RECORDED INFORMATION Start Marker

PR #14636, opened 2026-06-30
perf: erase js tap storage types to reduce binary size

intellild:
## Summary

Refactors JS plugin tap registration storage so the register/cache layer stores dyn threadsafe functions instead of monomorphized hook argument and return types.

The concrete hook argument and return types are restored at each generated tap call boundary, keeping hook execution typed while reducing repeated generic expansion across register storage types.

## Validation

- `cargo fmt --all --check`
- `cargo check -p rspack_napi -p rspack_binding_api`

---
_by OpenAI Codex_


intellild:
@codex review

hardfist (approved):

PR #14641, opened 2026-07-01
feat: add name/value accessors to ESMExportSpecifierDependency

yashwanth195:
## Summary

ESMExportSpecifierDependency is a public struct, but its name and value fields are private with no accessors, so code outside rspack_plugin_javascript cannot read them:

- name: the public export name (for example, Checkbox in export { CheckboxShim as Checkbox })
- value: the local binding, equivalent to dependency.id in webpack (for example, CheckboxShim)

This PR adds two borrowing accessors, name() and value(), exposing those fields.

**Why:** Consumers that reconstruct a module's export map, for example to emit a library manifest, need both the public export name and the local binding to correctly resolve aliased exports. Without accessors, external code cannot distinguish the two and may end up dropping or mislabeling aliased exports. This follows the same accessor pattern already used by sibling types such as *ESMImportSpecifierDependency::name()

## Checklist

### DIFF
--- a/crates/rspack_plugin_javascript/src/dependency/esm/esm_export_specifier_dependency.rs
+++ b/crates/rspack_plugin_javascript/src/dependency/esm/esm_export_specifier_dependency.rs
@@ -46,6 +46,14 @@ impl ESMExportSpecifierDependency {
       id: DependencyId::new(),
     }
   }
+
+  pub fn name(&self) -> &Atom {
+    &self.name
+  }
+
+  pub fn value(&self) -> &Atom {
+    &self.value
+  }
 }
 
 #[cacheable_dyn]


SyMind:
@yashwanth195 Could you share more context about your use case, ideally with a small example of how you plan to use these accessors? Are you building a custom Rspack Rust binding?

yashwanth195:
Yes, we're building a custom native Rspack plugin in Rust (N-API binding), porting an internal Webpack plugin (`LibraryProducerPlugin`) that emits a library manifest.
For each named ESM export we need both the public export name and the local binding. For example:

```js
export { CheckboxShim as Checkbox };
```
In this case:
- `Checkbox` becomes the manifest key.
- `CheckboxShim` is used to build the redirected export ID.

This matches the original Webpack implementation that we have, which reads `dependency.name` and `dependency.id`.
In Rspack, the equivalent information exists on `ESMExportSpecifierDependency`, but is stored in the private `name` and `value` fields with no public accessors. As a result, a plugin living in a separate crate cannot read them. Aliased exports therefore get dropped or mislabeled because we cannot distinguish the public export name from the local binding.

Proposed change is purely additive and mirrors patterns already used by other dependency types:

```rust
pub fn name(&self) -> &Atom {
    &self.name
}

pub fn value(&self) -> &Atom {
    &self.value
}
```
This would:
- Expose the information already stored on the dependency.
- Avoid any API behavior changes.
- Avoid any serialization changes.
- Enable external plugins to correctly reconstruct ESM export mappings.
- Preserve aliased exports during manifest generation.

We currently carry this as a local patch and would love to drop it once supported upstream.

SyMind (approved):

hardfist (approved):

PR #2394, opened 2020-04-21
the simpleua app segfaults because the memory pool for the pjmedia ev…

byoungdale:
…ent manager is never created. This fixes issue #2391. I initially thought it was only segfaulting on macos, but I tested on debian as well, and it will segfaulted. It is just because the memory pull ws not being created, so when passed to `pj_event_mgr_create`, it crashed.


sauwming:
The issue occurred because pool is not created when `PJMEDIA_HAS_VIDEO` is disabled. So I proposed the following fix: https://github.com/pjsip/pjproject/pull/2394/commits/4c5d1a1223c9681011d0e55cdb8109d3741c4e56 instead.

Issue #2389, opened 2020-04-14
Increasing memory usage with UDP transport


andreas-wehrmann:
I face the following problem:
When stress-testing my application, I can observe a dramatic increase in memory usage.
The memory is never free'd while the application is running.
Valgrind reports no leak however, it seems to be stuck in some memory pool
even though the high memory usage is not reflected in the output of pjsua_dump(1);

I was recently stress-testing my app which uses the PJSUA library.
It works more or less like this:
- There are two sides: internal and external
- When a call from one side comes in, a call for the other side is made
- The calls will be connected once both are confirmed

For stress-testing the app, I wrote a little testclient (also based on PJSUA)
which works like this:
- Make call
- When call confirmed: hangup
- When a call has been disconnected: make call again

The apps run on Ubuntu 16.04.
When I run this test I noted that memory usage of my app kept increasing dramatically.
It would consume hundreds of MBytes after running less than half a minute.

Interestingly, the rate of growth does not always seem to be the same.
Sometimes it consumes hundreds of MBytes after a few seconds and other times memory
usage grows fast and slows down only to speed up later.
What I also observed is this behaviour:
- Memory usage increases fast (couple of hundred MB, maybe 1G)
- Memory usage stays constant at that point, and never decreases
- I stop the test and let the app sit for a while
- Restart the test
- Memory usage will increase again

After too much time, (I think) I narrowed it down the the SIP-UDP transport.
When I step through all the shutdown functions; memory would always be given back
when the memory pool of the UDP transport is released in udp_on_destroy
(even though the statistics of PJ do not show the huge amounts of memory apparently consumed).

I then tried a TCP only setup and couldn't observe the same issues, memory usage would always be low.
After that, I tried to see how the PJSUA app behaves when I run the test against it and could observe the same behaviour.

For this, I run the app like this:
./pjsua-x86_64-unknown-linux-gnu --bound-addr=<eth0-ip> --no-tcp --null-audio --auto-answer=200 --auto-loop

And then start my test program to bombard it with calls.

I attached a massif output file from my app (it includes the app shutdown, which is why you can see the memory usage drop after the spike).
I recommend massiv-visualizer for reading the file; Bummer is I cannot run my app under massif for too long because it'll eventually slow down to almost a halt.

Also, I attached the config_site.h which I used for building the pjsua app.

Steps to reproduce:

[...]

PR #2395, opened 2020-04-22
PJ adjustable pool sizes

andreas-wehrmann:
This can be used to deal with memory fragmentation issues in long running applications that encounter temporary high loads.

For reference, see this issue:
https://github.com/pjsip/pjproject/issues/2389


pjmedia/include/pjmedia/config.h
```diff
@@ -44,6 +44,34 @@
...
+#   define PJMEDIA_POOL_EVTMGR_LEN		500
+#endif
+
+/**
+ * Memory increment for evnt manager.
+ */
+#ifndef PJMEDIA_POOL_EVTMGR_INC
+#   define PJMEDIA_POOL_EVTMGR_INC		500
+#endif
+
```
nanangizz, line 74: Sorry just got a chance to revisit this PR.

IIRC we tried to reproduce the memory fragmentation issue (can't remember the result, can't find any doc/mail history either :D ). Anyway, some pools have been configurable already, so I think it is okay to integrate the patch, just perhaps better to try to maintain a consistent config name pattern, which mostly seem to use: `[MODULE]_POOL_LEN/INC_[OBJECT]`, e.g: `PJSIP_POOL_LEN/INC_TRANSPORT`.

andreas-wehrmann: Hello there,

I tried to adhere to the name patterns I found the in modules in which I made the changes; but I'll go and revisit the changes to see if I missed something.

As for the fragmentation issue:
I specifically made only the pools configurable which I found to be problematic in my case.
I experimented with cleaning up pools under certain conditions (which definitely helped with the fragmentation issue)
but I wasn't happy with what I came up and stayed with the mitigation enabled by the changes proposed in this PR.

pjmedia/src/pjmedia-codec/g722.c
```diff
@@ -174,8 +183,8 @@ PJ_DEF(pj_status_t) pjmedia_codec_g722_init( pjmedia_endpt *endpt )
     g722_codec_factory.endpt = endpt;
     g722_codec_factory.pcm_shift = PJMEDIA_G722_DEFAULT_PCM_SHIFT;
 
-    g722_codec_factory.pool = pjmedia_endpt_create_pool(endpt, "g722", 1000, 
-						        1000);
+    g722_codec_factory.pool = pjmedia_endpt_create_pool(endpt, "g722", G722_POOL_INIT_SIZE, 
+						        G722_POOL_INC_SIZE);
```
nanangizz, line 187: Sorry, forgot to mention this earlier.
- Perhaps better to put this setting in `pjmedia/include/pjmedia-codec/config.h`? Named `PJMEDIA_CODEC_POOL_LEN/INC_G722`?
- Also for all changes in the library code, please use max column length of 80.

Thank you.

andreas-wehrmann: Putting a general define like `PJMEDIA_CODEC_POOL_LEN` in `pjmedia/include/pjmedia-codec/config.h` would imply, that every codec uses it, no?
If I introduce this define, should I update every codec impl to make use of it?
If every codec uses it, what would a good default value be?

nanangizz: > Putting a general define like `PJMEDIA_CODEC_POOL_LEN` in `pjmedia/include/pjmedia-codec/config.h` would imply, that every codec uses it, no?

Was thinking for G722 only, as shown in the patch. But, having a common setting for all codecs sounds like a good idea.

> If I introduce this define, should I update every codec impl to make use of it?

Yes, unfortunately.

> If every codec uses it, what would a good default value be?

Assuming each codec instance will need to allocate about 100-500bytes (mostly for PJMEDIA codec structures, as some codec backends allocate their states by theirselves), IMO default value in the range of 1-5kB should be fine, and 2kB is perhaps reasonable as max calls in PJSUA by default is 4 (so 4*500B = 2kB).

Feel free if you have any opinions or suggestions.

andreas-wehrmann: Moved and renamed the defines to pjmedia-codec's config.h now;
Having a define for every codec implementation allows for more fine tuning, if that should become necessary.

andreas-wehrmann: Did you get a chance to look at the new changes?
I'm not sure whether I need to explicitly request a review or you get notified automatically.

nanangizz: Yes, we get notified automatically. Sorry for the delay, must be in the middle of something when the notification came, but then forgot to come back to check it.

Things look okay to me, need to wait for another reviewer (from PJSIP team) to be able to merge.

RECORDED INFORMATION End Marker

YOUR ASSIGNMENT =
Every line above that holds the word "tried" is to be found and copied.

WRITTEN ANSWER =
I then tried a TCP only setup and couldn't observe the same issues, memory usage would always be low.
After that, I tried to see how the PJSUA app behaves when I run the test against it and could observe the same behaviour.
IIRC we tried to reproduce the memory fragmentation issue (can't remember the result, can't find any doc/mail history either :D ). Anyway, some pools have been configurable already, so I think it is okay to integrate the patch, just perhaps better to try to maintain a consistent config name pattern, which mostly seem to use: `[MODULE]_POOL_LEN/INC_[OBJECT]`, e.g: `PJSIP_POOL_LEN/INC_TRANSPORT`.
I tried to adhere to the name patterns I found the in modules in which I made the changes; but I'll go and revisit the changes to see if I missed something.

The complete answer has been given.